Local governments, he said, often also have the power to end agreements with ICE or the for-profit companies operating the facilities.
"Over and over we’ve seen that despite the promise of cost savings and job creation, private facilities have not been able to achieve either."
Rosales, who is also a field organizer with the immigrant rights advocacy group New Mexico Dream Team, said he’d like to see the Otero detention center closed and the land used for something that would benefit Chaparral residents, as most of the employees at the detention center don’t live in the community. Instead of immigrant detention, it could be a manufacturing plant, he said, or an athletic center where residents could play sports and hang out.
“It makes me really angry because I’m also undocumented and if someday I’m detained, I could also go to one of those places,” he said. “Anyone can end up in one of those places and they’re very ugly.”

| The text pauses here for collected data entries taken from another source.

PR #3772, opened 2025-04-23
[WIP] Updated Unit Price Support

sunblaze:
### PR Summary: 

Updates unit pricing to support new units and how they're displayed with translation support.

New units would not be displayed correctly without updating the theme.

Chose to implement it completely in liquid.

### Other considerations

- We considered adding a new filter to liquid
- We debated adding a formatted string in the unit price measurement drop

- remove css that capitalized all of unit prices (which included the units)
- item/each display for new measured_type
- m2 is now m² etc.

### Testing steps/scenarios

- [ ] Test all the variants that they display correctly

### Demo links

- [Store](https://sunblaze.myshopify.com/products/ball)
- [Editor](https://admin.shopify.com/store/sunblaze/themes/163916906552?key=snippets%2Funit-price.liquid)

### Checklist


locales/en.default.json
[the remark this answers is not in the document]
sunblaze: Yep. Plan to copy paste them once they all get translated. Crapy that it's duplication, but I think it's worth the tradeoff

Kristin Greer Love, a Central New Mexico Community College teacher and policy attorney, said that although these facilities are holding people in civil detention for administrative purposes, they operate like criminal prisons.
"It’s up to all of us to create enough outrage and pressure to drive down detention."
“This is a prison and it’s designed to punish and discipline and that’s the system we’ve set up in the U.S., we’re going to harm people and keep them in a cage if they try to seek asylum,” said Greer Love, who previously worked for the ACLU of New Mexico. “The key point is none of this is inevitable, this is by design and to me, it’s really not clear at all what this is accomplishing.”
Sheff, with the ACLU of New Mexico, echoed that point, saying that people could stay with friends and family or other support networks during immigration proceedings instead. Those programs have been shown to be very successful because people have better access to resources like attorneys and counseling.
“It’s up to all of us to create enough outrage and pressure to drive down detention,” Sheff said, “and work towards a world where people are no longer being detained civilly.”